Third quarter sales and earnings were either stable in improved in most regions with the exception of North America and Middle East Africa. In North America volumes were reduced by coronavirus and a slowdown in the oil and gas industry in western Canada. Overall sales fell in Middle East Africa but earnings were aided by sales volume growth in Nigeria. Elsewhere, cement market recovery was noted in Mexico and Brazil and weaker markets mentioned in the Philippines and Australia.
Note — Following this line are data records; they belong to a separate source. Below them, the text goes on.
PR #1678, opened 2026-09-10
fix(bedrock): honour input.text in the native generate path

murdore:
## Recurring review — Verdict: **APPROVE** (both prior MINORs now resolved)

The fix correctly closes the silent-empty-string defect: the native Bedrock `generate` path now reads both the `prompt` and `input.text` shapes as `options.prompt || input?.text || ""`, so a direct `AIProviderFactory.createProvider()` caller passing the documented `input.text` shape no longer sends Bedrock a blank user turn. On the latest commit `c4d30fa7` both of the previously-open MINOR findings are addressed by the author's changes and their replies, so both threads have been resolved.

### Findings — both RESOLVED (previously MINOR)

|----------|-----------|---------|--------|
| MINOR | `src/lib/providers/amazonBedrock/client.ts:311` | `??` diverged from the base contract's `||` on the empty-`prompt` + populated-`input.text` edge (base sends `input.text`, this sent `""`). | **resolved** — author changed to `||`, annotated why `||` and not `??` (matches `normalizeTextOptions`); reply `discussion_r3995006147`. Thread resolved. |
| MINOR | `test/continuous-test-suite-provider-wiring.ts` | Provider-level cases were mutually-exclusive shapes, so `prompt`-over-`input.text` precedence was never asserted. | **resolved** — author added case `3b` (both shapes, different text, asserts `prompt` wins) and case `3c` (`{ prompt: "", input: { text } }`, the `||` discriminator), with red/green proof. Thread resolved. |

### Checked and found clean
- **Precedence direction** — `options.prompt || input?.text || ""` matches the base contract (`normalizeTextOptions` / `handleVideoGeneration` use `||`, `prompt` first); ordering and `||`-vs-`??` semantics now correct.
- **Regression value** — the local h2c HTTP/2 Bedrock endpoint exercises the real client, SigV4 and serialization, asserts the actual wire bytes; reverting the fix fails case 2 (`provider-level input.text did not reach the wire (length 0)`). No AWS call; credentials are documented placeholders, not leaked secrets.
- **Backward compatibility (rule 5)** — `generate`'s signature/return/async shape unchanged; the `executeStream`→`generate` fallback (`client.ts`) passes `prompt: options.input.text` explicitly, so no unmodified caller's behavior changes.
- **Conventions (rule 15)** — single conventional-commit `fix(bedrock):`; the new suite imports only `dist/` / `.js` modules (one module graph per suite).
- **Blast radius** — change is a single-line input-shape resolution inside the `generate` override; no flow or external caller impact.
- **Secrets** — `AKIALOCALENDPOINTONLY` / `local-endpoint-secret-not-real` are placeholders; h2c listener deliberately avoids shipping a TLS key pair.

## Summary by CodeRabbit

- **Bug Fixes**
  - Fixed text-only Amazon Bedrock requests so caller-provided text is sent when no prompt is provided or the prompt is empty.
  - Preserved prompt precedence when both prompt and text are supplied.

- **Tests**
  - Added coverage across SDK, streaming, provider, and CLI interfaces to verify that caller text reaches Amazon Bedrock correctly.
  - Added request-level validation for both standard and streaming responses.


src/lib/providers/amazonBedrock/client.ts
```diff
@@ -297,10 +297,13 @@ export class AmazonBedrockProvider extends BaseProvider {
         `[AmazonBedrockProvider] Text-only input in generate(), using simple message builder`,
       );
 
-      // Add user message to conversation - simple text-only case
+      // Add user message to conversation - simple text-only case.
+      // The public generate contract accepts either `prompt` or `input.text`
+      // (see BaseProvider); reading only `prompt` here sent an empty user
+      // message whenever a caller used the `input.text` shape.
       const userMessage: BedrockMessage = {
         role: "user",
```
Tara-ag, line 305: **MINOR** — `??` doesn't match the base contract's `||` on empty-string prompts.

`this.generate()` fully overrides `BaseProvider.generate`, so the raw (un-normalized) options reach this line. The base's canonical resolution is `||` everywhere, not `??`:
- `Utilities.normalizeTextOptions`: `const prompt = optionsOrPrompt.prompt || optionsOrPrompt.input?.text || "";`
- `BaseProvider.handleVideoGeneration`: `const prompt = options.prompt || options.input?.text || "";`

With `??`, an empty-string `prompt` short-circuits, so `{ prompt: "", input: { text: "hello" } }` sends `""` — while the base contract resolves `"hello"`. Since the PR's stated goal is "same precedence the base class uses," use `||` for exact parity:

```suggestion
        content: [{ text: options.prompt || input?.text || "" }],
```

The current code is correct for all non-empty cases (and both new test shapes pass), so this only surfaces on the empty-`prompt` + populated-`input.text` edge — hence MINOR, not a blocker.

test/continuous-test-suite-provider-wiring.ts
```diff
@@ -579,4 +579,112 @@ await test("catalog-provider enum surfaces are byte-identical to the pre-JSON-mi
...
+  const { ProviderRegistry } = await import("../dist/index.js");
+  await ProviderRegistry.registerAllProviders();
+  const { ProviderFactory } =
+    await import("../dist/factories/providerFactory.js");
+
+  const PROMPT = "Reply with exactly OK.";
+  const shapes: Array<{ input: { text: string } } | { prompt: string }> = [
+    { input: { text: PROMPT } },
+    { prompt: PROMPT },
+  ];
```
Tara-ag: **MINOR** — the regression test never exercises the precedence the fix ships.

The two shapes are mutually exclusive (`{ input: {...} }` and `{ prompt: ... }`), so both `options.prompt ?? input?.text ?? ""` and an inverted `options.input?.text ?? options.prompt ?? ""` would produce identical wire bytes here. The precedence claim in the PR description ("in the same precedence the base class uses" / "precedence when both are provided") is therefore untested — a future inversion to `input.text`-first would pass CI silently.

Consider a third case that supplies both with different values and asserts `prompt` wins (matching `normalizeTextOptions`), e.g.:

```suggestion
  const shapes: Array<
    | { input: { text: string } }
    | { prompt: string }
    | { prompt: string; input: { text: string } }
  > = [
    { input: { text: PROMPT } },
    { prompt: PROMPT },
    { prompt: PROMPT, input: { text: "different-text-that-must-lose" } },
  ];
```

This locks the `prompt`-precedence behaviour the description advertises. MINOR — the primary defect (both shapes reaching the wire as the caller's text) is well covered and would regress correctly.

Tara-ag (approved):
Fix is correct: the native Bedrock `generate` path now honours `input.text` with `prompt` precedence, matching `normalizeTextOptions`. Two MINOR suggestions (edge parity and a test-coverage gap) inline.

Tara-ag:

LafargeHolcim launches EcoLabel green cement and concrete brand
28 October 2020Switzerland: LafargeHolcim has announced the launch of EcoLabel, a brand to encapsulate its green cements and concretes. All products bearing the label must have either a 30% lower carbon dioxide (CO2) footprint compared to the local industry standard or use 20% recycled content. The company says that the reason behind EcoLabel is to “support builders in making greener choices” and to “accelerate the company’s Net Zero Journey.”
Chief sustainability officer Magali Anderson said, “I am very proud of how our company is turning our net zero pledge into action across more than 70 countries, with our broad range of green building solutions. The EcoLabel is a key milestone on this journey, confirming LafargeHolcim’s commitment to lead the way in sustainability and innovation.”
Lafarge Poland to upgrade Małogoszcz cement plant
27 October 2020Poland: Lafarge Poland has shared plans to modernise its 2Mt/yr Małogoszcz cement plant in Świętokrzyskie Voivodeship. The company says its planned investment of Euro100m will, “increase technical efficiency and minimise environmental impacts by reducing CO2 emissions by 20% and energy consumption by 33%.” The project, which will partly be carried out in partnership with Krakow Technology Park, is scheduled for completion in 2023.
Lafarge Poland president Xavier Guesnu said that the modernisation is part of the company’s effort to meet its commitment of 55% emissions reduction to 300kg/t of cement in 2030 from 667kg/t in 1990.